## WORK TASK
Pick out each line below containing "strings".

┄┄┄┄┄┄┄┄┄┄┄┄┄┄┄┄┄┄┄┄

PR #1191, opened 2016-06-05
Optimize MouthMoveAnimation

JetBoom:
Why did we need to lookup and set the flex weight every frame for every player even if they're not speaking? Perf will still be lost but only if people are /actually/ speaking now.

### DIFF
--- a/garrysmod/gamemodes/base/gamemode/animations.lua
+++ b/garrysmod/gamemodes/base/gamemode/animations.lua
@@ -264,8 +264,8 @@ end
 --
 -- Moves the mouth when talking on voicecom
 --
-function GM:MouthMoveAnimation( ply )
-
+local function DoMouthMove( ply, weight )
+	
 	local FlexNum = ply:GetFlexNum() - 1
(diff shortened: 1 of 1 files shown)


mcNuggets1:
This should be merged

thegrb93:
This too!

Kefta:
@thegrb93 check out Matt's

thegrb93:
Yes whichever is best. Here's the other https://github.com/garrynewman/garrysmod/pull/1230

Kefta:
They conflict with each other

thegrb93:
I know, but it can be resolved.

robotboy655:
This was basically covered in https://github.com/Facepunch/garrysmod/commit/143b18a0e5afcc1a11dbd210829b9d5f045c54d6

If you still think you can do better, be my guest and redo this PR with the new changes.

thegrb93:
No it wasn't. 143b18a's performance is much worse.

Kefta:
This is a part of #1454 if that will ever be merged.

thegrb93:
That would be good

PR #1192, opened 2016-06-05
Fix stack overflow while loading

JetBoom:
Should fix https://github.com/Facepunch/garrysmod-issues/issues/2047

Either way, it's a horrible idea to index yourself inside __index. Why the error happens on line 25 instead of 23, I don't know. GetTable seems to be declared in engine or something because I can't find it.

### DIFF
--- a/garrysmod/lua/includes/extensions/entity.lua
+++ b/garrysmod/lua/includes/extensions/entity.lua
@@ -22,7 +22,7 @@ function meta:__index( key )
 	--
 	local tab = self:GetTable()
 	if ( tab ) then
-		local val = tab[ key ]
+		local val = rawget( tab, key )
 		if ( val != nil ) then return val end
 	end
 


willox:
Does this fix an issue you can reproduce?

zerfgog:
I'm fairly sure that it's indexing the entity's GetTable(), not the entity's self. Very different things.

JetBoom:
Then why do people get stack overflows on fresh installs on that line?

willox:
> Then why do people get stack overflows on fresh installs on that line?

Line 25? They don't, as you have said.

> Either way, it's a horrible idea to index yourself inside __index.

This code isn't re-indexing the entity itself. It does make sense to use rawget rather than to invoke any metamethods that may exist on the table, but I don't intend on changing the current behaviour.

Regarding the engine error, I believe I've found the cause for that in the engine. So I'll just patch that. Are the stack overflows always followed by the engine error?

JetBoom:
tab somehow becomes == self so same thing.

If you found the actual cause then use that.

willox:
I found one potential cause for the engine error. The only reason I can think that this could cause the stack overflow is a little bad luck. Can you confirm that the stack overflow only occurs sometimes and not every time the engine error occurs?

JetBoom:
I can't get the error to come up on demand but someone posted a crash dump at the end of the issue thread. Personally I've only gotten lua panic to show up once or twice.

willox:
Ok. I'm going to close this (I'm pretty sure it won't affect the error you wanted to fix anyway.)

PR #1193, opened 2016-06-06
Fix the default value to accept invalid strings

dvdvideo1234:
The default value will ignore invalid number to sting inputs


dvdvideo1234:
According to https://wiki.garrysmod.com/page/Player/GetInfoNum

PR #1194, opened 2016-06-09
Update Local Viewmodel

MrUnknownGamer:
TTT doesn't really work with custom hands anyway. Plus, people complain about them not being able to use their custom crowbar models.


Kefta:
No

zerfgog:
This is terrible

svdm:
Does not make much sense to me.

PR #1197, opened 2016-07-01
DPanPanel

ottworks:


garrysmod/lua/vgui/dpanpanel.lua
```diff
@@ -0,0 +1,263 @@
...
+function PANEL:OnScroll( x, y )
+	
+	self:GetCanvas():SetPos( x, y )
+	
+end
+
+--[[---------------------------------------------------------
+Name: ScrollToChild
+-----------------------------------------------------------]]
+function PANEL:ScrollToChild( panel )
```
wyozi: Maybe call this `PanToChild`?

Mysterypancake1:
What do the 'do' things on line 110, 134 and 182 actually do?

Kefta:
Creates a new local environment since the variables he makes in those aren't used outside of the do blocks.

Kefta:
@0tt Not home atm, but I think you can use ipairs or numerical loops for the GetChildren since the keys are probably numbers

robotboy655:
Ok, so:
1) Please implement http://wiki.garrysmod.com/page/PANEL/GenerateExample
2) Live drag does not limit the drag of the panels
3) The following code produces infinite PerformLayouts calls ( it is called every frame )
```
local f = vgui.Create("DFrame")
f:SetSize( 500, 500 )
f:Center()
f:MakePopup()

local a = vgui.Create("DPanPanel", f)
a:Dock( FILL )
local b = a:Add("DButton")
local b = a:Add("DButton") b:SetPos( 100, 100 )
```
Use ***vgui_visualizelayout 1*** to see PerformLayouts live.

4) The following code completely breaks the panel functionality:
```
// f = dframe
local a = vgui.Create("DPanPanel", f)
a:Dock( FILL )
local b = a:Add("DButton") b:Dock(TOP)
```
5) The following code breaks the "snap to maximum canvas size" thing from 2), as well as makes the only draggable area the 5px of the margin around the second button:
```
//f = dframe
local a = vgui.Create("DPanPanel", f)
a:Dock( FILL )
local b = a:Add("DButton") b:Dock(TOP)
local b = a:Add("DButton") b:Dock(TOP) b:DockMargin(5,5,5,5)
```

6) The following code causes everything 5) and 3) causes + forces the canvas to the bottom of DPanPanel

0tt:
Why are you trying to dock to an infinite plane?

robotboy655:
It is not infinite. While it doesn't make much sense to use Dock() in DPanPanel, it shouldn't completely break the panel and cause unexpected behavior if done so.

Mysterypancake1:
Wouldn't this need to be added to the list [here](https://github.com/garrynewman/garrysmod/blob/451b4ff5d1aea7b9b06a8024ef706c248a79647e/garrysmod/lua/includes/vgui_base.lua) as well?

0tt:
Everything is better now. How do I get a panel's DockMargin?

Bo98:
panel:GetDockMargin()

robotboy655 (approved):

PR #1476, opened 2018-04-03
Make slider constraint not save its gmod_anchor and made gmod_anchor not duplicatable.

thegrb93:
'fixed' constraints (constraints that add a slider) don't save their gmod_anchor to their constraint table so any slider they make always creates a new gmod_anchor. This modifies the slider constraint to mimic this behavior and makes gmod_anchor unduplicatable to avoid it getting copied by duplicators with 'area copy' ability.


thegrb93:
This will break dupes containing gmod_anchor though so fuck.

thegrb93:
Just have to make a hack in advdupe2 that makes it ignore gmod_anchor then

PR #1477, opened 2018-04-19
Math lib update

Kefta:
- Added math.BitCount( number num ) - returns the least amount of bits needed to represent an integer in binary. This function can be used with networking indexes for shared tables in the most network-efficient manner
- Added math.IntToString( number num, number [2, 36] base, boolean caps = false ) - this is the opposite of tonumber and will convert a decimal number to a base [2, 36] string. You can now achieve the same effect as math.IntToBin (be it a little less efficient) with this. The caps argument determines if the output string's characters should be capitalised (base 11+)
- Added math.DistanceSqr( number x1, number x2, number y1, number y2 ) - returns the distance squared between two points (more efficient than math.Distance)
- math.IntToBin's string return no longer has leading zeros
- Fixed infinite loop with bad arguments to math.calcBSplineN/BSplinePoint
- Localised global/library functions
- Overall optimisations


thegrb93:
A few useful ones I use commonly; Not important, but might be useful to some. 
math.step - http://www.wolframalpha.com/input/?i=H(x)
math.sign - http://www.wolframalpha.com/input/?i=2*H(x)-1 (except x=0 should be 0)

Kefta:
Those would be more efficiently implemented inline - math.Sign was denied for this purpose: https://github.com/Facepunch/garrysmod/pull/1229

thegrb93:
There's quite a few things in there that are more efficient inline. The point is that its easier to type math.sign rather than doing the inline everytime.

Grocel:
Wouldn't math.Clamp better implemented inline as well? So why is it in again?

Kefta:
It already is inlined from LuaJIT (math.max and min at least).

Kefta:
IntToString now checks its base's bounds like tonumber. Lua 5.2 does not error for non-integer numeral representations like 5.3, so I left the unsigned int cast.

Woowz11:
Can you also add these functions? sine|cosine at the same rate
sin: https://www.desmos.com/calculator/ks1v1aqerp
cos: https://www.desmos.com/calculator/790wkrjg3r

In my project, I call them msin, mcos. (module sin, module cos)

NovaDiablox:
> Can you also add these functions? sine|cosine at the same rate sin: https://www.desmos.com/calculator/ks1v1aqerp cos: https://www.desmos.com/calculator/790wkrjg3r
> 
> In my project, I call them msin, mcos. (module sin, module cos)

He is dead...

NovaDiablox:
@robotboy655 Could you close the PR's @Kefta made in the past to avoid further confusion sir?

thegrb93:
@NovaDiablox everyone died, nothing can be done

NovaDiablox:
> @NovaDiablox everyone died, nothing can be done

Well Rubat still can close PRs.

Grocel:
> @NovaDiablox everyone died, nothing can be done

Can still merge and fix/improve.

PR #1479, opened 2018-04-21
Fixed table.Copy's global lookup_table declaration

WinterPhoenix96:
As the title says; the missing `local` on the line that declares `lookup_table` makes it be declared globally, thus defeating the entire point of `table.Copy` in scenarios where `lookup_table` is not provided as an argument.

Please let me know if you need any further information, such as example code demonstrating the bug.

Or if this is intended behavior, why that is the case, as it goes against what a developer would expect the function to do.

### DIFF
--- a/garrysmod/lua/includes/extensions/table.lua
+++ b/garrysmod/lua/includes/extensions/table.lua
@@ -30,7 +30,7 @@ function table.Copy( t, lookup_table )
 		if ( !istable( v ) ) then
 			copy[ i ] = v
 		else
-			lookup_table = lookup_table or {}
+			local lookup_table = lookup_table or {}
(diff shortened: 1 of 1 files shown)


yupi2:
The `local` isn't needed because that changes the argument's value (which doesn't make a global).

WinterPhoenix96:
Yes, but if there's no argument provided, then lookup_table is set globally.

bigdogmat:
That's not how that works, it doesn't matter if the argument is provided or not. Also, adding `local` here makes it local to the block which breaks the lookup for the rest of the loop should it be used twice.

WinterPhoenix96:
Wow. I was completely wrong in understanding how this works. Sorry guys, carry on.

PR #1480, opened 2018-04-22
Add string.Interpolate

sanny-io:
This is a useful function for having readable format strings as opposed to the normal ones.

Example usage:

```lua
print(string.Interpolate("Hello {name}!", {name = "garry"}))
```
That code would output `Hello garry!`

It only replaces valid lua identifiers between the braces. I figured there isn't really a need to have it work with anything else, considering one of this function's advantages is that it lets you read the format string to more easily understand the intent of the message.

As it stands, the function throws an error if the lookup for a variable fails. I think it's better this way, and it brings it in line with how `string.format` acts.

### DIFF
--- a/garrysmod/lua/includes/extensions/string.lua
+++ b/garrysmod/lua/includes/extensions/string.lua
@@ -351,11 +351,10 @@ end
 
 function string.Interpolate( str, lookuptable )
 
-	return ( string.gsub( str, "{([_%a][_%w]*)}", function ( key )
-		local value = lookuptable[ key ]
-		assert( value != nil, "string.Interpolate: lookup failed for '" .. key .. "'" )
+	return ( string.gsub( str, "{([_%a][_%w]*)}", function( key )
+		local value = lookuptable[ key ] or "{" .. key .. "}"
 
 		return tostring( value )
-	end) )
+	end ) )
 
 end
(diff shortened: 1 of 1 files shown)


robotboy655 (commented):
Why not just use `string.format`?

Kefta:
Named parameters instead of ordered is useful for translated strings where the order of parameters can change based on the language.

robotboy655:
Fair enough. Not sure how I feel about the error/assert, surely it would be better to just have the token not replaced?

Kefta:
I agree.

garrysmod/lua/includes/extensions/string.lua
```diff
@@ -348,3 +348,14 @@ function string.Comma( number )
 	return number
 
 end
+
+function string.Interpolate( str, lookuptable )
+
+	return ( string.gsub( str, "{([_%a][_%w]*)}", function ( key )
+		local value = lookuptable[ key ]
+		assert( value != nil, "string.Interpolate: lookup failed for '" .. key .. "'" )
```
robotboy655, line 356: This should not error, but should simply not replace the token.

robotboy655 (changes requested):

robotboy655 (approved):

PR #1481, opened 2018-04-25
Fix weapon_medkit

end360:
Changes:
* Toggles lag compensation on the player while performing trace in PrimaryAttack
* Allows PrimaryAttack to heal to player's max health instead of a constant 100


BlackCetha:
Reading the documentation it seems like this requires a `IsPlayer()` check.
My guess is that it would break with bots otherwise.

See here: http://wiki.garrysmod.com/page/Player/LagCompensation

mcNuggets1:
+1

Kefta:
LagCompensation does nothing for bots and can be safely run on them

PR #1484, opened 2018-05-06
Fixed holstered invisibility hack

Leystryku:
why change the FOV to get invisibility while having a crowbar as model if holstered should just be no model at all.

### DIFF
--- a/garrysmod/gamemodes/terrortown/entities/weapons/weapon_ttt_unarmed.lua
+++ b/garrysmod/gamemodes/terrortown/entities/weapons/weapon_ttt_unarmed.lua
@@ -7,12 +7,13 @@ if CLIENT then
    SWEP.Slot                = 5
 
    SWEP.ViewModelFOV        = 10
+   SWEP.UseHands = false
 end
 
 SWEP.Base                   = "weapon_tttbase"
 
-SWEP.ViewModel              = ""
-SWEP.WorldModel             = ""
+SWEP.ViewModel              = "models/weapons/v_crowbar.mdl"
+SWEP.WorldModel             = "models/weapons/w_crowbar.mdl"
 
 SWEP.Primary.ClipSize       = -1
 SWEP.Primary.DefaultClip    = -1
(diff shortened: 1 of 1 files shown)


Kefta:
I'm pretty sure this will spam the console with MOD_STUDIO errors because of the viewmodel not being a valid model.

mcNuggets1:
couldnt we just return true in PreDrawViewModel?

Kefta:
@mcNuggets1 That doesn't work in ``SWEP:PreDrawViewModel``. The best solution would be to run ``self:GetOwner():GetViewModel():SetWeaponModel("")`` in SWEP:Deploy to just have no viewmodel attached while the weapon is active.

mcNuggets1:
https://github.com/FPtje/DarkRP/blob/master/entities/weapons/keys/shared.lua#L59-L61

It's used in DarkRP for example and I am using it in some of my scripts and it works just fine.
I am not a source engine pro, just a hobby dev, but it seems to do something atleast.

Kefta:
It seems you're correct - the wiki doesn't have the return documented. I will correct that.

Leystryku:
there the spam should be gone now

mcNuggets1:
Just to mention it, there are a few more weapons in ttt using v_crowbar for invisibility.
Healthstation for example.

You might wanna do them too.

Side note:
World model should be able to be "" without erroring, atleast from my tests.

Also there is no PreDrawWorldModel in the wiki.

DrawWorldModel seem to be the only hook for this.

Kefta:
You can use DrawModel and DrawModelTranslucent for the world model. You can also set the models to empty strings again without spam.

FlorianLeChat:
Any news? (normally pull requests for the TTT gamemode are quickly merged but I think this one has been forgotten over the years..)

svdm:
It was left unmerged in expectation of a change from the non-existent PreDrawWorldModel to a DrawWorldModel approach etc as suggested (or just leaving the worldmodel-disabling in Deploy in place). Don't think that's about to happen so I'll close it now, new PR with a fully working solution is welcome.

┄┄┄┄┄┄┄┄┄┄┄┄┄┄┄┄┄┄┄┄

## OUTPUT FOR THIS EXERCISE
Fix the default value to accept invalid strings
This is a useful function for having readable format strings as opposed to the normal ones.
Named parameters instead of ordered is useful for translated strings where the order of parameters can change based on the language.
You can use DrawModel and DrawModelTranslucent for the world model. You can also set the models to empty strings again without spam.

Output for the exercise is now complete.